Now I'd like "Laptop" to access Internet (going though MachineA and MachineB), and I'm not sure how to I configure MachineA. A working example of Shorewall setting would be great, but anything related would be helpful as well. Thank you.

__

solLast edited by solamour on Sun Feb 27, 2011 7:49 pm; edited 3 times in total

----------

## richard.scott

Does MachineA run OpenVPN?

If so, edit your /etc/shorewall/masq file and change it to this:

```
#INTERFACE              SUBNET          ADDRESS         PROTO   PORT(S) IPSEC

tun0                    192.168.1.0/24

#LAST LINE -- ADD YOUR ENTRIES ABOVE THIS LINE -- DO NOT REMOVE
```

This may help... I'm not sure about natting over the tun0 interface tho.

Rich

----------

## solamour

MachineA runs OpenVPN as a client, and MachineB as a server.
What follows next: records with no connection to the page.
PR #2266, opened 2026-02-24
test: add sorting test for artifacts endpoint

fege:
Add order_by and sort_order parameters to the get_artifacts method to enable sorting.
Add test coverage for sorting by ID and custom property values

## Merge criteria:

If you have UI changes

### DIFF
--- a/catalog/clients/python/src/model_catalog/_client.py
+++ b/catalog/clients/python/src/model_catalog/_client.py
@@ -12,6 +12,7 @@ from collections.abc import Callable
 from functools import wraps
 from typing import Any, TypeVar
 from urllib.parse import quote
+from catalog_openapi.models import OrderByField, SortOrder
 
 logger = logging.getLogger(__name__)
 
@@ -338,7 +339,6 @@ class CatalogAPIClient:
         Returns:
             Dict with models response.
         """
-        from catalog_openapi.models import OrderByField, SortOrder
 
         source_list = [source] if source else None
         page_size_str = str(page_size) if page_size is not None else None
@@ -393,7 +393,6 @@ class CatalogAPIClient:
         Returns:
             Dict with artifacts response.
         """
-        from catalog_openapi.models import SortOrder
 
         # Convert artifact_type to list format expected by OpenAPI client
         artifact_type_list = None
--- a/catalog/clients/python/tests/test_artifacts.py
+++ b/catalog/clients/python/tests/test_artifacts.py
@@ -12,7 +12,7 @@ To run these tests:
 import pytest
 
 from model_catalog import CatalogAPIClient, CatalogValidationError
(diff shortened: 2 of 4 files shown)


catalog/clients/python/tests/test_artifacts.py
```diff
@@ -428,4 +429,86 @@ def test_filter_artifacts_by_invalid_artifact_type(
...
+        response = api_client.get_artifacts(
+            source_id=source_id,
+            model_name=model_name,
+            order_by=order_by,
+            sort_order=sort_order,
+        )
+
+        items = response["items"]
+        assert len(items) >= 2, "Need at least 2 artifacts to validate sorting"
+        assert validate_custom_property_sorted(items, order_by, sort_order)
```
jonburdo: Just one thing to consider. If instead you simply have a function that does the sorting and returns a sorted list, then you can do `assert result == expected`. This may make it easier to debug if the test fails since the error will show the two lists and the diff instead of just an incorrect boolean.

But I also think it's okay as is! I appreciate the helper function so the test is cleaner

catalog/clients/python/src/model_catalog/_client.py
```diff
@@ -382,12 +384,17 @@ def get_artifacts(
...
+            order_by: Optional field to order by (ID, NAME, CREATE_TIME, LAST_UPDATE_TIME,
+                or custom property path like "accuracy.double_value").
+            sort_order: Optional sort order (ASC or DESC).
             page_size: Optional page size.
             next_page_token: Optional pagination token.
 
         Returns:
             Dict with artifacts response.
         """
+        from catalog_openapi.models import SortOrder
```
jonburdo: nit: Maybe this should be at the top?

fege: this is true but I followed the pattern used in `_client.py`

catalog/clients/python/tests/test_artifacts.py
fege: good point

catalog/clients/python/src/model_catalog/_client.py
fege: updated

catalog/clients/python/tests/test_artifacts.py
```diff
@@ -428,4 +429,86 @@ def test_filter_artifacts_by_invalid_artifact_type(
...
+        response = api_client.get_artifacts(
+            source_id=source_id,
+            model_name=model_name,
+            order_by=order_by,
+            sort_order=sort_order,
+        )
+
+        items = response["items"]
+        assert len(items) >= 2, "Need at least 2 artifacts to validate sorting"
+        assert items == sort_items_by_field(items, order_by, sort_order)
```
jonburdo, line 465: Thanks for the extra effort to do it this way!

For the time being, I wanted to see whether it works or not instead of concerning too much about the security, so I set MachineA's Shorewall as the following.

```
/etc/shorewall/interfaces

net   eth0   detect   dhcp,tcpflags,routefilter,nosmurfs,logmartians

loc   eth1   detect   tcpflags,detectnets,nosmurfs

vpn   tun0

/etc/shorewall/masq

tun0  192.168.1.0/24

/etc/shorewall/policy

all   all   ACCEPT

/etc/shorewall/rules

SECTION NEW

/etc/shorewall/zones

fw    firewall

net   ipv4

loc   ipv4

vpn   ipv4

```

One thing that I noticed is that when I ping MachineB from MachineA, I see packets going back and forth in MachineA's eth0 (the one that goes outside, not the one that is connected to "Laptop") and tun0. But when I ping MachineB from Laptop, I think the packets are not passed to tun0.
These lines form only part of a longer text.